[Provided records]:
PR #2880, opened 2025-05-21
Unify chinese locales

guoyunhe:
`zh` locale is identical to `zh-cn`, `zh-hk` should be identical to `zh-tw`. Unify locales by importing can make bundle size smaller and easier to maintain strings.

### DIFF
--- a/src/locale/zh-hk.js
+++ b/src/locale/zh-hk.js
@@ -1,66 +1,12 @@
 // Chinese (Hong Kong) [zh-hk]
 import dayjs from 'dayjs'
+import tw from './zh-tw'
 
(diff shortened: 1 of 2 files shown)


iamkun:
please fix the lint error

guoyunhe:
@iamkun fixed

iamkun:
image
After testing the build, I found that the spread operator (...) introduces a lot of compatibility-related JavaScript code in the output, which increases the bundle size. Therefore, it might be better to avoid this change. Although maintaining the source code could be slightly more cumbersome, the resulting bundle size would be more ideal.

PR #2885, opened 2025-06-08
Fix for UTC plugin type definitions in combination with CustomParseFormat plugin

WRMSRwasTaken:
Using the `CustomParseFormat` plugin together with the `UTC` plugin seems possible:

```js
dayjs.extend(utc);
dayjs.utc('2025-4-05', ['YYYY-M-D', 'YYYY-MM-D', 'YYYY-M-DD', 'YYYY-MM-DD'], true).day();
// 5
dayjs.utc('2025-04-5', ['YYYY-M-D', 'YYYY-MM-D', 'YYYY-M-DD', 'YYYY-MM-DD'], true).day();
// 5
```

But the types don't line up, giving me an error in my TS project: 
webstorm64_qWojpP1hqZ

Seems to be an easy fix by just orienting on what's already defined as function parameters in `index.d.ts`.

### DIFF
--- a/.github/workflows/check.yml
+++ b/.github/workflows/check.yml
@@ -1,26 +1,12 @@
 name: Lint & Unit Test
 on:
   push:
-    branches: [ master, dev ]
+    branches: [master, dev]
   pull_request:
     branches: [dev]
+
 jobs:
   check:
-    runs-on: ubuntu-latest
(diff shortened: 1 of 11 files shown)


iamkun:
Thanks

---

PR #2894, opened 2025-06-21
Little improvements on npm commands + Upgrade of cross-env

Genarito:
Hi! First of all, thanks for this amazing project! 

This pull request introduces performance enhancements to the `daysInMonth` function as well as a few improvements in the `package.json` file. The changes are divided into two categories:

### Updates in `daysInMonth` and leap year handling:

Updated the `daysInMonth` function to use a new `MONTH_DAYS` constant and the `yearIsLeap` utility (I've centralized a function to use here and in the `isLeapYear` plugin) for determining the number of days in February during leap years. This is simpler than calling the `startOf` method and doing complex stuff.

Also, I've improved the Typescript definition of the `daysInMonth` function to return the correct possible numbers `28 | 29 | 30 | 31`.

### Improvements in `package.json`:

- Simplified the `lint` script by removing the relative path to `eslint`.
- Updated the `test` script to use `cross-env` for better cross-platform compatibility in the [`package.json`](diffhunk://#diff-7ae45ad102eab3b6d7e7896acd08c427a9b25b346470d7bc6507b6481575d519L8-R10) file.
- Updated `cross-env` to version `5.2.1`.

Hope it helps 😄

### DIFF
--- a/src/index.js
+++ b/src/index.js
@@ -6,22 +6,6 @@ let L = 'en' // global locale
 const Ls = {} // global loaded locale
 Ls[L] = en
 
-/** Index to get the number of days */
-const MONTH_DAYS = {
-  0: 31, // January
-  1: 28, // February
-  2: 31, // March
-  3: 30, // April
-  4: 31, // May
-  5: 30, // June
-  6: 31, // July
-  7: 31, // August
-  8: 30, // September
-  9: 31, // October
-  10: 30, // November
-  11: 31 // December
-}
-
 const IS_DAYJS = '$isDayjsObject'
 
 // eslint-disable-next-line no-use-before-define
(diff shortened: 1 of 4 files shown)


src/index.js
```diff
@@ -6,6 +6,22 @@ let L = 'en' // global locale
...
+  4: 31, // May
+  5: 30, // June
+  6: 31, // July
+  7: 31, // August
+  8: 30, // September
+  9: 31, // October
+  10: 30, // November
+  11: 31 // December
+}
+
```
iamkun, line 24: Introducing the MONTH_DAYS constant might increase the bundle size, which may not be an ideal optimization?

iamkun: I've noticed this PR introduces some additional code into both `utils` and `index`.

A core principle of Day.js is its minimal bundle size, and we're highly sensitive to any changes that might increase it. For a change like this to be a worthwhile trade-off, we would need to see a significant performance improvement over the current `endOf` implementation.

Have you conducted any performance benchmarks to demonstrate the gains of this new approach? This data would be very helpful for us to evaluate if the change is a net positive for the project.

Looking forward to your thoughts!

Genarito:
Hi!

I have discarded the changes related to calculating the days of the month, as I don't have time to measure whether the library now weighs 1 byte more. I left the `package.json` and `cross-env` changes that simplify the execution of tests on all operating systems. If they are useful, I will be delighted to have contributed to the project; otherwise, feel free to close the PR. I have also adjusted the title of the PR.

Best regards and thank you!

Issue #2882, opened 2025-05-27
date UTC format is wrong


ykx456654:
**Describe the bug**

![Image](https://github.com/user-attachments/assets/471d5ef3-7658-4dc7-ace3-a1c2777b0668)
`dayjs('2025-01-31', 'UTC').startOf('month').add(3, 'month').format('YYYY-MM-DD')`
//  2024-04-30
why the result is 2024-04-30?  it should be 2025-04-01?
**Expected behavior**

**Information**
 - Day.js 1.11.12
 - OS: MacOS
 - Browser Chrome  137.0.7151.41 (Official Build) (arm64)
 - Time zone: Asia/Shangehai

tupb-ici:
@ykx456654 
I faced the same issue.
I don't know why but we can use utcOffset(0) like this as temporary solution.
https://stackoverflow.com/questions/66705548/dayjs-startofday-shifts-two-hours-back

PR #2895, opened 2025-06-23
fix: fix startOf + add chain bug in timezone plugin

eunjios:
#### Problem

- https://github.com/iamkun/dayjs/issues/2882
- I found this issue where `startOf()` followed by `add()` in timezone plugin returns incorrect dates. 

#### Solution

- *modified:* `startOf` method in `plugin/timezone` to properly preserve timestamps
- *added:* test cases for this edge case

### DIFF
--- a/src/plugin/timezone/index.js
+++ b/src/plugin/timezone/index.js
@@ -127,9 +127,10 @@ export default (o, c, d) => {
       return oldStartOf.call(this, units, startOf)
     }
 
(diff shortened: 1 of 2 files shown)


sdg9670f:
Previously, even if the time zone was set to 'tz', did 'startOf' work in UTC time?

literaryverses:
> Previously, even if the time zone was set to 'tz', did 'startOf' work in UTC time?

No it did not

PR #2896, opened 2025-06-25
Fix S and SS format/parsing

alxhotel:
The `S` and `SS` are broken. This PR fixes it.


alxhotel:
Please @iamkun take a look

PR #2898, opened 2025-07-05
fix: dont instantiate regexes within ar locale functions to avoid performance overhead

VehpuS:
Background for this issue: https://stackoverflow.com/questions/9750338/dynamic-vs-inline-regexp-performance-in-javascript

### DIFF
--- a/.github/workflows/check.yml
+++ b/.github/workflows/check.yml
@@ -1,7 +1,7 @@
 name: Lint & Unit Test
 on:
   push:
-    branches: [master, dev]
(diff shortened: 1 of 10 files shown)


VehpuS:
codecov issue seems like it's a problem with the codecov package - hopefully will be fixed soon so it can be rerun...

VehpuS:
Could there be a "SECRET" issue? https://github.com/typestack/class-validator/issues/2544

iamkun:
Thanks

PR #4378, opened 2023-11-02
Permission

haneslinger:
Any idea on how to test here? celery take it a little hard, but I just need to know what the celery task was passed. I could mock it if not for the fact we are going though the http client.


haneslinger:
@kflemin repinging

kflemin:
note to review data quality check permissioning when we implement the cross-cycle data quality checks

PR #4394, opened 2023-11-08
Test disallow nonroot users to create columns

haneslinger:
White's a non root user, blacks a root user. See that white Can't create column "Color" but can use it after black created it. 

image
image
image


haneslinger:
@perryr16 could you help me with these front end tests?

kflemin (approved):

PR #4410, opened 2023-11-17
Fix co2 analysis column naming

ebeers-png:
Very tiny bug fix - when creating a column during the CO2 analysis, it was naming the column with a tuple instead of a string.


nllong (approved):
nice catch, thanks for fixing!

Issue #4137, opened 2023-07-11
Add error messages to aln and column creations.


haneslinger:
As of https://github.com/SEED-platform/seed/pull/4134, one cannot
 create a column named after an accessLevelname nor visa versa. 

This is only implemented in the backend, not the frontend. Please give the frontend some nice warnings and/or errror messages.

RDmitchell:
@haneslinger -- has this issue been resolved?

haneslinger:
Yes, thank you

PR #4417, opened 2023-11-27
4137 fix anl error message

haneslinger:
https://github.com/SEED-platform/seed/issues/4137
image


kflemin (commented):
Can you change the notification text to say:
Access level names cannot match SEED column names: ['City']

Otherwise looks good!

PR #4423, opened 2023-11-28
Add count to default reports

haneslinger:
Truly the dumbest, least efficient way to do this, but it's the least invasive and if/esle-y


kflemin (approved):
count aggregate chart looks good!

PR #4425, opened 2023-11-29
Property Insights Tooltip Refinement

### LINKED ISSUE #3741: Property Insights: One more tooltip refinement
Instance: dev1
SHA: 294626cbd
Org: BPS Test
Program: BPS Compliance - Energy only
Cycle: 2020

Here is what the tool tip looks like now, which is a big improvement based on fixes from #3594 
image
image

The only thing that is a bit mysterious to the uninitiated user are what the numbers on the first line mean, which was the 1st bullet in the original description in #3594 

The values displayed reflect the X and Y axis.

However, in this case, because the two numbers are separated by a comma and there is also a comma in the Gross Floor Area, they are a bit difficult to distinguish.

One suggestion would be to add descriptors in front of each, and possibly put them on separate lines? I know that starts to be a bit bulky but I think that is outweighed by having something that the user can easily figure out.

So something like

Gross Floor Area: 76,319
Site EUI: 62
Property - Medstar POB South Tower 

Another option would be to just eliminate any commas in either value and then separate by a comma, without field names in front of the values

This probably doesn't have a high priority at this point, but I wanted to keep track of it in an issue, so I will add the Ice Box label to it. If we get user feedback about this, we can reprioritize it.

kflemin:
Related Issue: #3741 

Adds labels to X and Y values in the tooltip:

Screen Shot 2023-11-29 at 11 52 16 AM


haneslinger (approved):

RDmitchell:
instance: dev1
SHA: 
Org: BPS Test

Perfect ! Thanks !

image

* * *

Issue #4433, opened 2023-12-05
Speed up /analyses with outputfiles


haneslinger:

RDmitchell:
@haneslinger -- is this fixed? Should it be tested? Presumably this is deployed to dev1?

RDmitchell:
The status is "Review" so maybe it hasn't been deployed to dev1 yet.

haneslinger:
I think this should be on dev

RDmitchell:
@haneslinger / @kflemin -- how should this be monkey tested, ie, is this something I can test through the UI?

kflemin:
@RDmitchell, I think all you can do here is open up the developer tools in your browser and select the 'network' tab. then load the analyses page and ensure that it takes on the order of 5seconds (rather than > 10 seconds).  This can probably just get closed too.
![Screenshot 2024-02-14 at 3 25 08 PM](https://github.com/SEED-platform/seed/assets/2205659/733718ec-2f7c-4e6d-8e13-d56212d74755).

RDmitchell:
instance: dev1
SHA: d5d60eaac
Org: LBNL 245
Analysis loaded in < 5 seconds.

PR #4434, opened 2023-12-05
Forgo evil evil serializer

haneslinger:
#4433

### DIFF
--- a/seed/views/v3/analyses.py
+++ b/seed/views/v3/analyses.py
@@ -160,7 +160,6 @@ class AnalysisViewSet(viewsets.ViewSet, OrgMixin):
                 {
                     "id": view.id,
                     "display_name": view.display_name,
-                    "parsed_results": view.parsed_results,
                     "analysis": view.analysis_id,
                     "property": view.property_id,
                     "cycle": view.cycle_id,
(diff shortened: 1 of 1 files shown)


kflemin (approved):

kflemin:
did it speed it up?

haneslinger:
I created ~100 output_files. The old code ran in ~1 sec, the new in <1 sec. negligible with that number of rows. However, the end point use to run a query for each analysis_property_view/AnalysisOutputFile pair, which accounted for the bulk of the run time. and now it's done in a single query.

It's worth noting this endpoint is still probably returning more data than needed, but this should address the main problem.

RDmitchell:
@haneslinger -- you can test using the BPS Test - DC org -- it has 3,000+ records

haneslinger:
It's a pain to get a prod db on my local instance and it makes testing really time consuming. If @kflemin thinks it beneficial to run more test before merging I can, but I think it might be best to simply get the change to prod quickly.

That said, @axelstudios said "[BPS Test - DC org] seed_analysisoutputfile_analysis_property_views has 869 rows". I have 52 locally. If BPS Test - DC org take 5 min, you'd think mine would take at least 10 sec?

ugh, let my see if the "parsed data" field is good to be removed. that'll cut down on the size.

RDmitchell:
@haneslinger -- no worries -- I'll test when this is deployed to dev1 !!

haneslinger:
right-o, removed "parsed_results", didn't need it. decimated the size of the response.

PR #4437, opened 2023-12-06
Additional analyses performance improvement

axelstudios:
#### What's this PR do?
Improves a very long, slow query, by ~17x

[Task]:
Across the listing above, find each line that holds the word "github". Give only how many there are.

[Result below]:
10